Frequently Asked Questions

Everything you need to know about HTML to Markdown table conversion

An HTML Table to Markdown Converter is a free online tool that transforms HTML <table> markup into Markdown-formatted tables. Markdown tables use simple pipe (|) and dash (-) syntax, making them ideal for README files, GitHub/GitLab documentation, static site generators like Jekyll or Hugo, and any Markdown-based writing workflow. This tool preserves table structure, handles colspan and rowspan attributes, and can even convert inline HTML elements like links and bold text into their Markdown equivalents.

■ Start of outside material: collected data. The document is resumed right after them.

Issue #32541, opened 2024-05-08
Register a server API app in Azure is missing a step


1iveowl:
### Description

[Enter feedback here]
For the Server API to show up in the "My APIs" section when adding the "API.Access" in last number list guide of "Register a client app in Azure", the user need to add themself as Owner of the Service API registration. 

See here: https://learn.microsoft.com/en-us/answers/questions/1336925/why-i-cannot-find-my-api-in-the-list-of-apis-in-my

### Page URL

https://learn.microsoft.com/en-us/aspnet/core/blazor/security/webassembly/hosted-with-microsoft-entra-id?view=aspnetcore-7.0&viewFallbackFrom=aspnetcore-8.0&source=docs

### Content source URL

https://github.com/dotnet/AspNetCore.Docs/blob/main/aspnetcore/blazor/security/webassembly/hosted-with-microsoft-entra-id.md

### Document ID

46ac86e5-52ba-d8a5-149d-b2f5eb439bab

### Article author

@guardrex

guardrex:
Thanks @1iveowl ... I'll get this scheduled to include a remark on it in the article. Due to a high workload at this time 😅, it will take about a month to reach this issue. If you want to submit a PR against the article yourself, you're welcome to do so. If not, that's fine. Your issue won't get lost, and I'll work it as soon as I can 🏃‍♂️.

guardrex:
I think it would be wise given how long it will take for me to reach this to place a really QUICK remark there that cross-links the content that you mentioned. That way, at least the article will *surface something* on this in the meantime. I'll do that right now.

PR #32542, opened 2024-05-08
Remark on ownership of service API registration

guardrex:
Addresses #32541

cc: @1iveowl ... This is just to make devs aware of the situation with the new ME-ID requirement. I'll get back to this as soon as I can to place better guidance than this.


guardrex:
I placed two of these IMPORTANT notes:

* I placed the first one in the *Register a server API app in Azure* section where the API is registered.
* I reiterate it with a second note where the API permissions are described.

Our converter intelligently expands colspan and rowspan attributes into a normalized grid before generating the Markdown table. For colspan, the cell is duplicated across the specified number of columns in the same row. For rowspan, placeholder cells are inserted in subsequent rows at the correct column positions. This ensures the final Markdown table has a consistent number of columns per row, which is required by the Markdown table specification. If the original HTML table has irregular structures, the tool automatically pads rows with empty cells to maintain alignment.

Yes! If your HTML contains multiple <table> elements, the converter processes all of them and outputs each as a separate Markdown table, separated by blank lines. This is useful when converting documentation pages or HTML reports that contain several tables. The tool also displays the total number of tables detected, along with row and column counts for each one.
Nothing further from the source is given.